1. A nonaqueous electrolyte secondary battery comprising a positive electrode containing a positive-electrode active material, a negative electrode containing a negative-electrode active material, and a nonaqueous electrolyte,
wherein a potential of said positive electrode active material in a fully charged condition is 4.4-4.6 V versus metallic lithium, an Li content of the positive-electrode active material at the potential does not exceed 40% of the initial Li content, and said nonaqueous electrolyte contains an ethylene carbonate derivative represented by the following structural formula 1 wherein at least one of X and Y is a halogen;
Figure US20080081263A1-20080403-C00003
2. The nonaqueous electrolyte secondary battery as recited in claim 1, wherein an active material comprised of carbon is used as said negative-electrode active material.

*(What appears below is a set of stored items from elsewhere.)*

PR #1115, opened 2021-08-23
Mbed add shared data config

AGlass0fMilk:
This PR adds configuration parameters for Mbed-OS to use the shared data feature of mcuboot.

It also introduces an iterator-style utility class for Mbed-OS applications booted by mcuboot to iterate through the TLV-encoded values in the shared data region.

### DIFF
--- a/boot/bootutil/include/bootutil/boot_record.h
+++ b/boot/bootutil/include/bootutil/boot_record.h
@@ -18,6 +18,7 @@
 #define __BOOT_RECORD_H__
 
 #include <stdint.h>
+#include <stddef.h>
 #include "bootutil/image.h"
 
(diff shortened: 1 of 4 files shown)


AGlass0fMilk:
@d3zd3z @utzig Any thoughts on this? The only thing I wasn't certain about was including the `DataShare` class in this repo -- I figured the core mcuboot team wouldn't want this to be added to this repository :)

It doesn't make sense to me to separate the data share iteration utilities from this code however.

Do you think it would be better to make this class a C API that is provided by mcuboot for all operating systems?

AGlass0fMilk:
@d3zd3z Any update on this?

d3zd3z (approved):

Issue #983, opened 2021-04-26
Swap copy size optimization does not work if scratch area is larger than the image


boraozgen:
In the design document it is mentioned that the number of swapped sectors is optimized based on the image sizes in case the slot size is larger than the images:

> Note2: The bootloader tries to copy only used sectors (based on largest image installed on any of the slots), minimizing the amount of sectors copied and reducing the amount of time required for a swap operation.

This optimization does not work if the scratch area size is larger than the image size. `boot_copy_sz` function uses the scratch area size as the lower limit of its output. This output value is used without checking if the image size is smaller than the scratch area, resulting in a unnecessarily large copy operation.

As I was working on a patch, I realized that there is a larger logic error in the `swap_run` function. The last sector ID variables are incremented together, which means in case sector sizes of the primary and secondary slots are different, the slot with the larger sector size may get incremented to a point where the ID is more than the available sectors. Afterwards this ID is used to calculate the copy size in `boot_copy_sz`. Since the output is capped by the scratch area size, it does not matter but it is still a logic error.

My proposal would be to compare the output of `boot_copy_sz` with the largest of `primary_slot_size` and `secondary_slot_size`, and use the smallest number of this comparison. I could work on a PR if this issue is acknowledged.

hjuul:
I've got a problem that is likely to be related to the "logic error" you're mentioning.

- My firmware image is larger than the swap area size (swap is 256KiB).
- My internal flash has 256KiB sectors, and slot1 is in a QSPI flash with 4KiB sectors.

What I'm seeing is that MCUboot always swaps all sectors regardless of my image size. The swap is functional, but takes several minutes more than it should.

Slack discussion:
https://mcuboot.slack.com/archives/C6CB5BXGC/p1627994014013400

nvlsianpu:
> This optimization does not work if the scratch area size is larger than the image size. boot_copy_sz function uses the scratch area size as the lower limit of its output. This output value is used without checking if the image size is smaller than the scratch area, resulting in a unnecessarily large copy operation.

I beat that for-lop counting of the copy size will end execution if `last_sector_idx` decrements below zero. So ther is another limit which implies from image size to be copied.

PR #1131, opened 2021-09-07
Fix bug causing long swap times in certain cases

hjuul:
When the secondary slot is stored in a flash with smaller sector size than
the primary slot, MCUboot would swap more sectors than necessary.
This is an attempt to fix that.

This PR is related to #983.

More details in this Slack thread: https://mcuboot.slack.com/archives/C6CB5BXGC/p1627994014013400

### DIFF
--- a/boot/bootutil/src/swap_scratch.c
+++ b/boot/bootutil/src/swap_scratch.c
@@ -700,20 +700,20 @@ swap_run(struct boot_loader_state *state, struct boot_status *bs,
            primary_slot_size += boot_img_sector_size(state,
                                                      BOOT_PRIMARY_SLOT,
                                                      last_sector_idx);
+            last_sector_idx++;
         }
         if ((secondary_slot_size < copy_size) ||
             (secondary_slot_size < primary_slot_size)) {
            secondary_slot_size += boot_img_sector_size(state,
                                                        BOOT_SECONDARY_SLOT,
                                                        last_idx_secondary_slot);
+            last_idx_secondary_slot++;
         }
         if (primary_slot_size >= copy_size &&
                 secondary_slot_size >= copy_size &&
                 primary_slot_size == secondary_slot_size) {
             break;
         }
-        last_sector_idx++;
-        last_idx_secondary_slot++;
     }
 
     swap_idx = 0;


nvlsianpu (approved):
fix looks sane.
Thanks!

pennam:
@hjuul tests are complainig about your commit email address... maybe you shoud replace <helge@fastmail.com> with <helge.juul@nortekgroup.com>

d3zd3z:
This is failing ci with `../../boot/bootutil/src/swap_scratch.c:575: boot_swap_sectors: Assertion `rc == 0' failed.`

hjuul:
Ok, so I was encouraged to create this PR based on a naïve workaround I had for [this issue](https://github.com/mcu-tools/mcuboot/issues/983#issuecomment-898311096).
Now that it fails, I don't know the code base enough to make it work.
Are there any maintainers that are willing to take this PR further?

pennam:
since i'm interested in using this i'll will be happy to help to found out why is failing. Any suggestion from the maintainers is really appreciated. Is there a way to reproduce and debug the issues on the simulator?

utzig (commented):
I believe this is just plain wrong, the purpose of that loop is to match the copy sizes based on both sectors from primary and secondary, so sizes in multiples will work. The update proposed in this PR would try to write a 4K sector in internal flash into a 2K flash on SPI, for example, which obviously does not work. How many sectors are we talking about (in your case)? I believe it should be only enough to match the internal flash, so say you have 4K internal and 2K external, that would be a single sector, is this really that bad?

hjuul:
@utzig , in my case I have 256KiB sector size on internal flash (primary slot) and only 4KiB sector size on external flash (secondary slot). So yeah, it's really bad.

utzig:
> @utzig , in my case I have 256KiB sector size on internal flash (primary slot) and only 4KiB sector size on external flash (secondary slot). So yeah, it's really bad.

I think you will basically have to add special handling for the last sector, since the swap code would like to erase 256KiB on the last sector fitting up to the image size, but you only want to erase up to the size enough for fitting the image, which could be much smaller than that, and also try to synchronize this between both slots, erasing one size in the primary and another size for the secondary. I don't think it will be remotely close to this simplistic approach, but feel free to prove me wrong! ;-)

utzig:
> @utzig , in my case I have 256KiB sector size on internal flash (primary slot) and only 4KiB sector size on external flash (secondary slot). So yeah, it's really bad.

How long does it take to erase 4KiB on that flash?

utzig:
> @utzig , in my case I have 256KiB sector size on internal flash (primary slot) and only 4KiB sector size on external flash (secondary slot). So yeah, it's really bad.

Just read your Zephyr thread here: https://github.com/zephyrproject-rtos/zephyr/issues/38548. Your QSPI flash, MT25QU256, supports 4KB, 32KB, and 64KB sector erases, and the driver should choose automatically, for example, I implemented this for Mynewt, and I assume Zephyr's driver can also do it, otherwise it could be implemented in a few lines of code like this: https://github.com/apache/mynewt-core/blob/master/hw/mcu/nxp/kinetis/src/hal_qspi.c#L352.

PR #1132, opened 2021-09-08
boot: zephyr: Add multi-image DFU for Thingy:53

MarekPieta:
Change enables multi-image DFU in Thingy:53 configuration.


MarekPieta:
The required features are currently not supported in MCUboot repository. The configuration change may be introduced later.

PR #1137, opened 2021-09-13
zephyr: support the hook file by MCUBOOT_BOOTUTIL library

nvlsianpu:
This patch make possible MCUBOOT_BOOTUTIL to integrate the
hook file on their own. This is intended to support hook while
the library is just part of the application.
The hooks file for the MCUboot build is now included in the same manner.

### DIFF
--- a/boot/bootutil/zephyr/CMakeLists.txt
+++ b/boot/bootutil/zephyr/CMakeLists.txt
@@ -16,6 +16,30 @@ zephyr_library_named(mcuboot_util)
 zephyr_library_sources(
   ../src/bootutil_public.c
     )
+
+if(CONFIG_BOOT_IMAGE_ACCESS_HOOKS)
+  if(NOT CONFIG_BOOT_IMAGE_ACCESS_HOOKS_FILE STREQUAL "")
+    if(IS_ABSOLUTE ${CONFIG_BOOT_IMAGE_ACCESS_HOOKS_FILE})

3. The nonaqueous electrolyte secondary battery as recited in claim 2, wherein a graphite material having a surface coated with amorphous carbon is used as said negative-electrode active material.
4. The nonaqueous electrolyte secondary battery as recited in claim 1, wherein at least one of X and Y in said ethylene carbonate derivative is fluorine.
5. The nonaqueous electrolyte secondary battery as recited in claim 4, wherein said ethylene carbonate derivative is 4-fluoroethylene carbonate.
6. The nonaqueous electrolyte secondary battery as recited in claim 1, wherein said ethylene carbonate derivative is contained in the nonaqueous electrolyte in the amount of 0.5-35% by weight.
7. The nonaqueous electrolyte secondary battery as recited in claim 1, wherein said positive-electrode active material is at least one selected from lithium cobaltate, lithium nickelate, layered lithium nickel manganese cobalt oxide, and compounds obtainable by adding a dissimilar element to them.
8. The nonaqueous electrolyte secondary battery as recited in claim 1, wherein said nonaqueous electrolyte contains LiBF4.
9. The nonaqueous electrolyte secondary battery as recited in claim 2, wherein at least one of X and Y in said ethylene carbonate derivative is fluorine.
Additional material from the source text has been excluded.